[Opening Data for processing section]
PR #788, opened 2019-02-23
Character constructor issue

### LINKED ISSUE #689: Character constructor fires 10+ times per Entity
## Summary
Character constructor is firing multiple times per Entity.

### Steps to Reproduce
Set debug message in Character constructor, and login. Will fire more than 8 times on a new account with no Characters

### Expected behavior
We should be generating Character once and passing that object around until it needs to be destroyed.

ZopharShinta:
## Summary
Creates Character object for each character slot, passes references where needed rather than creating new objects.

### Issues closed
Closes #689


nemerle:
I've talked about this issue with @broxen yesterday. The underlying problem is not the fact that we construct temporary character objects in here:
```cpp
for(int i=0; i<m_data.m_max_slots; i++)	    for(int i=0; i<m_data.m_max_slots; i++)
    {	    {
        Character converted;	
        EntityData entity_data;	        EntityData entity_data;
        PlayerData player_data;	        PlayerData player_data;
        toActualCharacter(m_data.m_characters[i], converted, player_data, entity_data);	        toActualCharacter(m_data.m_characters[i], m_characters->at(i), player_data, entity_data);
        converted.serializetoCharsel(tgt, getDisplayMapName(entity_data.m_map_idx));	        m_characters->at(i).serializetoCharsel(tgt, getDisplayMapName(entity_data.m_map_idx));
    }
```
The construction itself could be simplified a bit ( reinitializing a temporary object instead )
but the **only** way this code would significantly slow things down would be if it was IO bound ( logs/db access )
So perhaps somwhere in this loop we spam the logs ?

ZopharShinta:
[Closing Data for processing section]
The records are to be repeated in full, exactly as they stand.

• Finished task:
PR #788, opened 2019-02-23
Character constructor issue

### LINKED ISSUE #689: Character constructor fires 10+ times per Entity
## Summary
Character constructor is firing multiple times per Entity.

### Steps to Reproduce
Set debug message in Character constructor, and login. Will fire more than 8 times on a new account with no Characters

### Expected behavior
We should be generating Character once and passing that object around until it needs to be destroyed.

ZopharShinta:
## Summary
Creates Character object for each character slot, passes references where needed rather than creating new objects.

### Issues closed
Closes #689


nemerle:
I've talked about this issue with @broxen yesterday. The underlying problem is not the fact that we construct temporary character objects in here:
```cpp
for(int i=0; i<m_data.m_max_slots; i++)	    for(int i=0; i<m_data.m_max_slots; i++)
    {	    {
        Character converted;	
        EntityData entity_data;	        EntityData entity_data;
        PlayerData player_data;	        PlayerData player_data;
        toActualCharacter(m_data.m_characters[i], converted, player_data, entity_data);	        toActualCharacter(m_data.m_characters[i], m_characters->at(i), player_data, entity_data);
        converted.serializetoCharsel(tgt, getDisplayMapName(entity_data.m_map_idx));	        m_characters->at(i).serializetoCharsel(tgt, getDisplayMapName(entity_data.m_map_idx));
    }
```
The construction itself could be simplified a bit ( reinitializing a temporary object instead )
but the **only** way this code would significantly slow things down would be if it was IO bound ( logs/db access )
So perhaps somwhere in this loop we spam the logs ?

ZopharShinta:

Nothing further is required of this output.